Required work
Lines from the listing below that contain the string "introduced" are to be reported.
START Source material
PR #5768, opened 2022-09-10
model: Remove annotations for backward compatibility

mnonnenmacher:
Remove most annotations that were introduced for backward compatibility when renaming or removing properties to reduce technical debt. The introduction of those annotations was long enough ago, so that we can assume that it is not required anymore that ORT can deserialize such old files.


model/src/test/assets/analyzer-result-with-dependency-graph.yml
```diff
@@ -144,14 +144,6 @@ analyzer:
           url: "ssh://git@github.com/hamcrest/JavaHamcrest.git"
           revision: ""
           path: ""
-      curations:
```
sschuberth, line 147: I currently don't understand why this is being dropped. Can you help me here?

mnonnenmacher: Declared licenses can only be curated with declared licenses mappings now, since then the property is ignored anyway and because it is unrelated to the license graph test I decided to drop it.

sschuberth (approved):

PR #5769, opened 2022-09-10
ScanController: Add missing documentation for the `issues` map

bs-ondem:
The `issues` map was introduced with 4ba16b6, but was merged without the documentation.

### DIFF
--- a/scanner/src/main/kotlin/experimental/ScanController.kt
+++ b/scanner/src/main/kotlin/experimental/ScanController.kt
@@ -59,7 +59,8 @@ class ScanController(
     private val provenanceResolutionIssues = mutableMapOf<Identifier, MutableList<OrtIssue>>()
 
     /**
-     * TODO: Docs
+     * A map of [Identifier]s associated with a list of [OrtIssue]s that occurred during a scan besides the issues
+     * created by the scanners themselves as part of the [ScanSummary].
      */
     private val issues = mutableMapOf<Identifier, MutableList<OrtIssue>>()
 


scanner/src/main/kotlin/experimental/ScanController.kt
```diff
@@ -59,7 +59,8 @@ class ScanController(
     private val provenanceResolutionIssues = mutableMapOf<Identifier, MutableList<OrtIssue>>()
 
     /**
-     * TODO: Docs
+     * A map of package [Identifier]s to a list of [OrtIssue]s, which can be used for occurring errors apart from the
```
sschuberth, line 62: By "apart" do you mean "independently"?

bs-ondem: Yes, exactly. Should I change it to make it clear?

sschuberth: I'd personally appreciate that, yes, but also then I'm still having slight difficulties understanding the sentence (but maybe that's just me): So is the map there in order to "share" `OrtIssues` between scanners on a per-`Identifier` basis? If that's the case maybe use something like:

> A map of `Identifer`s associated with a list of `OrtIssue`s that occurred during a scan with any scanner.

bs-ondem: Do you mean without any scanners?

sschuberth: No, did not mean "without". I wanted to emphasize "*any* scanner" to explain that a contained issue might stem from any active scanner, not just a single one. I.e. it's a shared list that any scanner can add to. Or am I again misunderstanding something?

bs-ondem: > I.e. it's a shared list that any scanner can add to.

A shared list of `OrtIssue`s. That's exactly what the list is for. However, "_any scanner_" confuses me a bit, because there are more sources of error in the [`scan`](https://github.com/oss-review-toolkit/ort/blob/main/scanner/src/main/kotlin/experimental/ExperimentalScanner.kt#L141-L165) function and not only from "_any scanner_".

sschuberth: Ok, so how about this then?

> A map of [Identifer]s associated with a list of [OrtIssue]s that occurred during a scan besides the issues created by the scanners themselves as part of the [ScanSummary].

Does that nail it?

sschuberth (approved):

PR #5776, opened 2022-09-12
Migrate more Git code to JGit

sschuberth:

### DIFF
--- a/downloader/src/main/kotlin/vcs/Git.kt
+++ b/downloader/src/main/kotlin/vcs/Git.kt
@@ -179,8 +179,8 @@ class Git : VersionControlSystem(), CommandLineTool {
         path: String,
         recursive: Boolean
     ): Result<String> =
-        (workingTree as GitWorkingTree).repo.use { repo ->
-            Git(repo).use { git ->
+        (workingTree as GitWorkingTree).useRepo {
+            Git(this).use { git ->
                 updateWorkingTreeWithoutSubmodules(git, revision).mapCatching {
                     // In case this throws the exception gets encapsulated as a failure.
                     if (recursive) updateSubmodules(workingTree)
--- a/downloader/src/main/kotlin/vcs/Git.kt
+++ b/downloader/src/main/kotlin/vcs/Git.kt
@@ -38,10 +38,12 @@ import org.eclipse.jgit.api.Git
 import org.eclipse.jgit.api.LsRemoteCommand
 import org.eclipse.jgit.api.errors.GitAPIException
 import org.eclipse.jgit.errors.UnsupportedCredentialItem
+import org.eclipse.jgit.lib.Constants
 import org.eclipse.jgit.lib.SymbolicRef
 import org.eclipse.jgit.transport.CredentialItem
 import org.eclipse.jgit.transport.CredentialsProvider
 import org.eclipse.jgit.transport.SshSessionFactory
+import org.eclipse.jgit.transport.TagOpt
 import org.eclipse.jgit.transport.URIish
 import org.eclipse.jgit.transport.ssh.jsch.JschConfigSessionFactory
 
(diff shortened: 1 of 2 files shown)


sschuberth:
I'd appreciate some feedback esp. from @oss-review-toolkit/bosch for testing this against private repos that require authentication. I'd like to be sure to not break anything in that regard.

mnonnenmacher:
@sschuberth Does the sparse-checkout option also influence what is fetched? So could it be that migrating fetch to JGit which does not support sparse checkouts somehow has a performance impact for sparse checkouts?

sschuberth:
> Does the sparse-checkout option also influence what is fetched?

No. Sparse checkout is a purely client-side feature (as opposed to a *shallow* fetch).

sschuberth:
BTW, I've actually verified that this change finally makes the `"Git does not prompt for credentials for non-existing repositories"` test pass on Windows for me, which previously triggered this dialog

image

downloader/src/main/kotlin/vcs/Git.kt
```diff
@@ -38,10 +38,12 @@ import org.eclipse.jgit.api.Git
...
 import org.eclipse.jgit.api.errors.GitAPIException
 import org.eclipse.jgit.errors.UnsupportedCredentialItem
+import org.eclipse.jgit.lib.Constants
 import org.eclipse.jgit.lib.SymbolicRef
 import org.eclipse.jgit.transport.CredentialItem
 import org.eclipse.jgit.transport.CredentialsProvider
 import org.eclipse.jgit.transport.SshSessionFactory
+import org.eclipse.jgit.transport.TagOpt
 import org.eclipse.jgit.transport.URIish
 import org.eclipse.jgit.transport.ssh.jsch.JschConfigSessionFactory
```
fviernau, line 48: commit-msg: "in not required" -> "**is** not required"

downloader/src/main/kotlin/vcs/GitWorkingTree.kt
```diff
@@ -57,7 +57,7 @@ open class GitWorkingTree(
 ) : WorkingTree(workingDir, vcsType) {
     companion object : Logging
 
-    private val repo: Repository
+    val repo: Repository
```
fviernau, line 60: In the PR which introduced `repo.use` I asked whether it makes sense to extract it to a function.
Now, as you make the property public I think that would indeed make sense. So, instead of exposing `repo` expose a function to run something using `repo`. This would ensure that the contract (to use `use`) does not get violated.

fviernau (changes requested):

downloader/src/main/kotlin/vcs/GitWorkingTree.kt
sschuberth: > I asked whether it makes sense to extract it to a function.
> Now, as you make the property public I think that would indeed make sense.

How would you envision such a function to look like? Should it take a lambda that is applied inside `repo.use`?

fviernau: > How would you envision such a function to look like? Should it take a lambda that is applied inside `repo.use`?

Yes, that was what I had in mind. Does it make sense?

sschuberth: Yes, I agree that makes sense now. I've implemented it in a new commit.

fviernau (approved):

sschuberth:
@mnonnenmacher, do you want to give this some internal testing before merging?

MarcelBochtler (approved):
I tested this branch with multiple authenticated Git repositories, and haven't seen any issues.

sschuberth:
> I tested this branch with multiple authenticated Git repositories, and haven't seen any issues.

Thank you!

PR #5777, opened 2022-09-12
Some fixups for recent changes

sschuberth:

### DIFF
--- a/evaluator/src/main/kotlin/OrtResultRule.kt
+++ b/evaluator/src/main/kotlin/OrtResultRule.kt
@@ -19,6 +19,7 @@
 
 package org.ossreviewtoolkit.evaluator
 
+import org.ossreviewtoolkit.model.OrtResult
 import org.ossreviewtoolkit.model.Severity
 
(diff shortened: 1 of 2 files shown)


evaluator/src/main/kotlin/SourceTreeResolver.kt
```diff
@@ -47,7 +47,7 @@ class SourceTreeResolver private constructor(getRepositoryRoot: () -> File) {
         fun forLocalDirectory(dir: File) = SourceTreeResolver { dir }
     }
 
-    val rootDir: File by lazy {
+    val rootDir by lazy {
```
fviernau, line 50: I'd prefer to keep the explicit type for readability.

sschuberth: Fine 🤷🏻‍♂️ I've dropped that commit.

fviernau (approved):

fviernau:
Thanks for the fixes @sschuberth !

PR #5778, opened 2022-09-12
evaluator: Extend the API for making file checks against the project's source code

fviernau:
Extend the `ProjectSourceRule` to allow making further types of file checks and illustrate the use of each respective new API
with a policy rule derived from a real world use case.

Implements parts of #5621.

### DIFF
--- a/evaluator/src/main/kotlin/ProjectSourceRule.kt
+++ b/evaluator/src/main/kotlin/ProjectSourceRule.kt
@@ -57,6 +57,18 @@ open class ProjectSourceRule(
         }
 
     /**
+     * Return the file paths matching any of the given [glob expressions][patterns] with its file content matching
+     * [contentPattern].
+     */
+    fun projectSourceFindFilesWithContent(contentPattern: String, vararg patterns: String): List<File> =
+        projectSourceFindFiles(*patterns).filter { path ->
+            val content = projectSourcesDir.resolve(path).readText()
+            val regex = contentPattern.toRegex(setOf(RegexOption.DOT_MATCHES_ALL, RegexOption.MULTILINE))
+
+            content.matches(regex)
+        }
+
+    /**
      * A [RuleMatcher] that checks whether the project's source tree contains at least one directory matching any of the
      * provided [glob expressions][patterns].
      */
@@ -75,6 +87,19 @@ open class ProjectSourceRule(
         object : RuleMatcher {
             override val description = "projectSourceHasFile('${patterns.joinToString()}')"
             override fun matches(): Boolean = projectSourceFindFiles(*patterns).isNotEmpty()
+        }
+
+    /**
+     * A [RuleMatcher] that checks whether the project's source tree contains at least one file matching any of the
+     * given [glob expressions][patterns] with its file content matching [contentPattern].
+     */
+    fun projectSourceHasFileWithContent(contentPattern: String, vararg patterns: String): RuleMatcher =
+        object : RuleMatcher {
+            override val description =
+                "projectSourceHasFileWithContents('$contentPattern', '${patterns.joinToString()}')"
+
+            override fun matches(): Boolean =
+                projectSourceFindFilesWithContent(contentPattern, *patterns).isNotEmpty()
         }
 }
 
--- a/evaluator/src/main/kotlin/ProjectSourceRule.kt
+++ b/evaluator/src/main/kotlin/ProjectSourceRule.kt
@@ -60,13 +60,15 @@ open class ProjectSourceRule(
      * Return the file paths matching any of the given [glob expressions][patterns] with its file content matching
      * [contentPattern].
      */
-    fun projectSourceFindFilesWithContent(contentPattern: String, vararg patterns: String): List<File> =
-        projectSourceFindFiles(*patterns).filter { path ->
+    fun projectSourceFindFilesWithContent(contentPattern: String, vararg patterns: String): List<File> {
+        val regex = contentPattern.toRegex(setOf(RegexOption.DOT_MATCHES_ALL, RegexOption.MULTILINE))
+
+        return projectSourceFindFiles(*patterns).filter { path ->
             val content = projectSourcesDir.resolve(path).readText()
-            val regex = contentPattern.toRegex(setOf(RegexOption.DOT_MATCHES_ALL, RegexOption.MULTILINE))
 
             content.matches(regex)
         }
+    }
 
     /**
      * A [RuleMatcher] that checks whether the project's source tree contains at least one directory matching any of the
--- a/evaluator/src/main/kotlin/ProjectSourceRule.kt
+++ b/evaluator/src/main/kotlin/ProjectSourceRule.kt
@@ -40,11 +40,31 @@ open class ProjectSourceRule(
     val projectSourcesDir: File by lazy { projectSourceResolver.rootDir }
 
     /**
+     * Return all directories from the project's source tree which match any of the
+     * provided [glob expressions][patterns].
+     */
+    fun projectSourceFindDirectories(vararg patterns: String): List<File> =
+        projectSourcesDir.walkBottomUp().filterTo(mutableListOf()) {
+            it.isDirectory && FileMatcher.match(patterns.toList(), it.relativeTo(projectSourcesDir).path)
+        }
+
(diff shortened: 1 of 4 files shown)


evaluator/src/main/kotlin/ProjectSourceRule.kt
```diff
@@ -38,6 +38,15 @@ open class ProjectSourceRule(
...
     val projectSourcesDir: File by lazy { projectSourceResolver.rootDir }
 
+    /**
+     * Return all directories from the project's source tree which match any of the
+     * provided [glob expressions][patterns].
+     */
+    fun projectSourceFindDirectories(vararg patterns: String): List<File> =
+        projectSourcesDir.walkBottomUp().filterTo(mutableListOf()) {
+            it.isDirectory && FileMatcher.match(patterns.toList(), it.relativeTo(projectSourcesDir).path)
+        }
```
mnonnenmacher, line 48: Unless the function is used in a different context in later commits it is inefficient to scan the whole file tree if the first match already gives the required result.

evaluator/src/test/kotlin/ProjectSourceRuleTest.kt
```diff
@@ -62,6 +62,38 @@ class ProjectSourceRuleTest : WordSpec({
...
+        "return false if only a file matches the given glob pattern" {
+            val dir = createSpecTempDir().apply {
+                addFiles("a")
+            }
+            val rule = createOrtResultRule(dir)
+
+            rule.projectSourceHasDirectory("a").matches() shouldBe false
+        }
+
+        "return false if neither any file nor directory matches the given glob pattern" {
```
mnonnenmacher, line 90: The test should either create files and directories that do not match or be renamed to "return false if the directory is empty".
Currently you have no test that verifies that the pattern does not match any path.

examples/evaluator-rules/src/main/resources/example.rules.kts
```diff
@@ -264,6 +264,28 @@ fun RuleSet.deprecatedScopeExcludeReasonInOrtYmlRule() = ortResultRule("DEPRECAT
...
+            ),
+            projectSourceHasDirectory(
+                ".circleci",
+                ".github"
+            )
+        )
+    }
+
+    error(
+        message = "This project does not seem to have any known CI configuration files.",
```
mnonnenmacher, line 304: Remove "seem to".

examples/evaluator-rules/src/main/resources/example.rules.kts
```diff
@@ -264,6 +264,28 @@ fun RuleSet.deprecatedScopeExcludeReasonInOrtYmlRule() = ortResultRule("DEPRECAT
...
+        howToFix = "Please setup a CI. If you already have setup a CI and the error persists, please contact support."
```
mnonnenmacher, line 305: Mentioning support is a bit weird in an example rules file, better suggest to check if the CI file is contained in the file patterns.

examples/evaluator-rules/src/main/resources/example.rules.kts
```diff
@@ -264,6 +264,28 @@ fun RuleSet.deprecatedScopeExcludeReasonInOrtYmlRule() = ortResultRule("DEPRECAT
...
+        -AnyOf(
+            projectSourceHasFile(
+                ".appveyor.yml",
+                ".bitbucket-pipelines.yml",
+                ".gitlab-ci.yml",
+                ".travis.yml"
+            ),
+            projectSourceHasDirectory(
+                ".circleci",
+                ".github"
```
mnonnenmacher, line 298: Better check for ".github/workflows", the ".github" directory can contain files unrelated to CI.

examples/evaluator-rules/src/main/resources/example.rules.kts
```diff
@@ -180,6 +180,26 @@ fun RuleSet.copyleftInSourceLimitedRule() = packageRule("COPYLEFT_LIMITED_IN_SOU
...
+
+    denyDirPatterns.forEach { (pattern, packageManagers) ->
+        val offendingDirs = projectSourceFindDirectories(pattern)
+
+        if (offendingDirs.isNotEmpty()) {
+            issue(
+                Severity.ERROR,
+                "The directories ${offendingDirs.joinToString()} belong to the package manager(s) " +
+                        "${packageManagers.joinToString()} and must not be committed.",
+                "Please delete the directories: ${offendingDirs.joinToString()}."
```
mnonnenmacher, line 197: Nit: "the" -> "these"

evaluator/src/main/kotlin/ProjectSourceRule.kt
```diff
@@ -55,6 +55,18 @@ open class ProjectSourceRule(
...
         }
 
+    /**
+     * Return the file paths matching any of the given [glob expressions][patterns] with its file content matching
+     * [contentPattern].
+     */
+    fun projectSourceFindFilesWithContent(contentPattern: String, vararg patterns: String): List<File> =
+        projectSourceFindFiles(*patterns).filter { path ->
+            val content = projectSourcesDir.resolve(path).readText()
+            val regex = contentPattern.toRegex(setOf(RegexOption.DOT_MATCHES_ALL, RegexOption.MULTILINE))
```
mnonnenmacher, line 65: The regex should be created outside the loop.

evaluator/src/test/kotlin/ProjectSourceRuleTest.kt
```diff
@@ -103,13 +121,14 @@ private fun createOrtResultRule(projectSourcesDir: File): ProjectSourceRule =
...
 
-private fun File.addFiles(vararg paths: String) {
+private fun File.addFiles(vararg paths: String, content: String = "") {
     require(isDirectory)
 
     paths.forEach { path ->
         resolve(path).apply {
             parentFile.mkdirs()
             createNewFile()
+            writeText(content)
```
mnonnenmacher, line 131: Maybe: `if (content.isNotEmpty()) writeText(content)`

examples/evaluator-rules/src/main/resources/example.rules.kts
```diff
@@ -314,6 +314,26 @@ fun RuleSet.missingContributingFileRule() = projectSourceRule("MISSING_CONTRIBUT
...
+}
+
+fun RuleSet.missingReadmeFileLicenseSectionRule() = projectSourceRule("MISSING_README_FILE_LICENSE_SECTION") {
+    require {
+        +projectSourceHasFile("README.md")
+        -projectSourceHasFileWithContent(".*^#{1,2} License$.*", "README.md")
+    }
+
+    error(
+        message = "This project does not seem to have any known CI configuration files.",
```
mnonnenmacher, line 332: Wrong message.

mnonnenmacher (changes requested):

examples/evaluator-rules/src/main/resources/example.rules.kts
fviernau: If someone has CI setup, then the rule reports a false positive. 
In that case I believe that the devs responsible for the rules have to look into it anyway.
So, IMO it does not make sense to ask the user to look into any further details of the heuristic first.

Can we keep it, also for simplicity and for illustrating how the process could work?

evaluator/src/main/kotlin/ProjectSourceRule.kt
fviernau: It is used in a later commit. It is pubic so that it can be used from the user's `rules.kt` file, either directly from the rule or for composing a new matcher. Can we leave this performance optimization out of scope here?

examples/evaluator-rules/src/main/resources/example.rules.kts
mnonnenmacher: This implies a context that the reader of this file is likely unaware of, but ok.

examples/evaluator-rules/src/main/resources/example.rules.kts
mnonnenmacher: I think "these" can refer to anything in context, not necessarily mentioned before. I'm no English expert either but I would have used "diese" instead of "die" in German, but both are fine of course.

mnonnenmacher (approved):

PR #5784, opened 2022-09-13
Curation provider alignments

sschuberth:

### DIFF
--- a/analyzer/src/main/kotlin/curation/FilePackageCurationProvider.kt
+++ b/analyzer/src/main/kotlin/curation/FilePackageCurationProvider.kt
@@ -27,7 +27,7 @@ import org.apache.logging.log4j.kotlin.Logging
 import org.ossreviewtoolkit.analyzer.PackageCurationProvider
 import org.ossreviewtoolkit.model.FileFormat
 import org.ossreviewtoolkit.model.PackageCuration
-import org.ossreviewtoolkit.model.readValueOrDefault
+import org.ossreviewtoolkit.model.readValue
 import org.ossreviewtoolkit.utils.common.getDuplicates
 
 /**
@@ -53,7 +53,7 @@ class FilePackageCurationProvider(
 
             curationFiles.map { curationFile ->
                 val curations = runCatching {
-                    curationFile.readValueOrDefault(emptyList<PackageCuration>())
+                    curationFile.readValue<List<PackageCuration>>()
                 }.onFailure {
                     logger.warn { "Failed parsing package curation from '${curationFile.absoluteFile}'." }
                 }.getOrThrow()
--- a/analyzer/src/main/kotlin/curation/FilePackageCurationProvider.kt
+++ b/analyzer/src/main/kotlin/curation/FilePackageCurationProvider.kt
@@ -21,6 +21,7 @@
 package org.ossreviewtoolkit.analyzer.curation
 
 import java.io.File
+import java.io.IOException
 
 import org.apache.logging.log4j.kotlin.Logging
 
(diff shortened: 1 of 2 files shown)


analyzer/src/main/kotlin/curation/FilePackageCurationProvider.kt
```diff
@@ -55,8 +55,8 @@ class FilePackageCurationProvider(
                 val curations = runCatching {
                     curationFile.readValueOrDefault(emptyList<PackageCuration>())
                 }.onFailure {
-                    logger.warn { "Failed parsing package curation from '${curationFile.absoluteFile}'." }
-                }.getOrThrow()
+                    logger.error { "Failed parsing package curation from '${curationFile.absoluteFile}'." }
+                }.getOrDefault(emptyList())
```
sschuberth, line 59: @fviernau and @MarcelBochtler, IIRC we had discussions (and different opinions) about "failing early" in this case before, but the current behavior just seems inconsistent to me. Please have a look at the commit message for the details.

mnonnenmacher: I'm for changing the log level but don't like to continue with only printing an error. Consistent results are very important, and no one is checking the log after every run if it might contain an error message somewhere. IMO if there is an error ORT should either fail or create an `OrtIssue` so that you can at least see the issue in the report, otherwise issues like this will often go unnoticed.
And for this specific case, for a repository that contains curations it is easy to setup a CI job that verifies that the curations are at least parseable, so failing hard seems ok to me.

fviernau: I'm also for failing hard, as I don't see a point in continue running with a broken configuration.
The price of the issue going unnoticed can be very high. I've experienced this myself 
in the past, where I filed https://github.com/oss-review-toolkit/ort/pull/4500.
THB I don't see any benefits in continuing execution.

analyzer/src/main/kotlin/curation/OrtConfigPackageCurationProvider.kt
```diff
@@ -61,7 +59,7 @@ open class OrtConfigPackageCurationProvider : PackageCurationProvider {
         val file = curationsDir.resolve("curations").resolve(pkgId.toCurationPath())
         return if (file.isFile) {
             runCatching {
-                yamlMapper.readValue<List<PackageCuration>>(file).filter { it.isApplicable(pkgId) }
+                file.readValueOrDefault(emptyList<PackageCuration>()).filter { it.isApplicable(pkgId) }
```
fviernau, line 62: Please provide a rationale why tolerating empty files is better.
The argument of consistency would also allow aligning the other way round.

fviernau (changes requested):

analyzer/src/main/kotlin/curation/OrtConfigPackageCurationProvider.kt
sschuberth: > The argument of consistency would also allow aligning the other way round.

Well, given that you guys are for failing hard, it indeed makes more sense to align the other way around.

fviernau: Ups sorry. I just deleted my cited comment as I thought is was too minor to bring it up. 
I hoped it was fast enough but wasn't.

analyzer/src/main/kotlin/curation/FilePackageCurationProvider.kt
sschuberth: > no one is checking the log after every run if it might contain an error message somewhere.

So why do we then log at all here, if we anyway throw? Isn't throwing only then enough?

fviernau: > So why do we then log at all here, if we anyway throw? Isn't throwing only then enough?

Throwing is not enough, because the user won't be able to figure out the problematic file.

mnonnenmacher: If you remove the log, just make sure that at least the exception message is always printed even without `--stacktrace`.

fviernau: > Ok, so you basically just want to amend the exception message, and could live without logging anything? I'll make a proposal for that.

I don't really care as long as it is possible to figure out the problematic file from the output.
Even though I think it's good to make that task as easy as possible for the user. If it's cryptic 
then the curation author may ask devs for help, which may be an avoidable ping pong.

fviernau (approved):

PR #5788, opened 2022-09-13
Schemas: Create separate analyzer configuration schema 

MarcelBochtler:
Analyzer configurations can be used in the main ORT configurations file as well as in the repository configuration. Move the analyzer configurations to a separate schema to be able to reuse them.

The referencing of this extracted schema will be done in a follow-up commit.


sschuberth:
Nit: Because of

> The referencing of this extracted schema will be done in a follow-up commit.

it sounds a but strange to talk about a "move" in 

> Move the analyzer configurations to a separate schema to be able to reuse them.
END Source material
Result of this task
Remove most annotations that were introduced for backward compatibility when renaming or removing properties to reduce technical debt. The introduction of those annotations was long enough ago, so that we can assume that it is not required anymore that ORT can deserialize such old files.
The `issues` map was introduced with 4ba16b6, but was merged without the documentation.
fviernau, line 60: In the PR which introduced `repo.use` I asked whether it makes sense to extract it to a function.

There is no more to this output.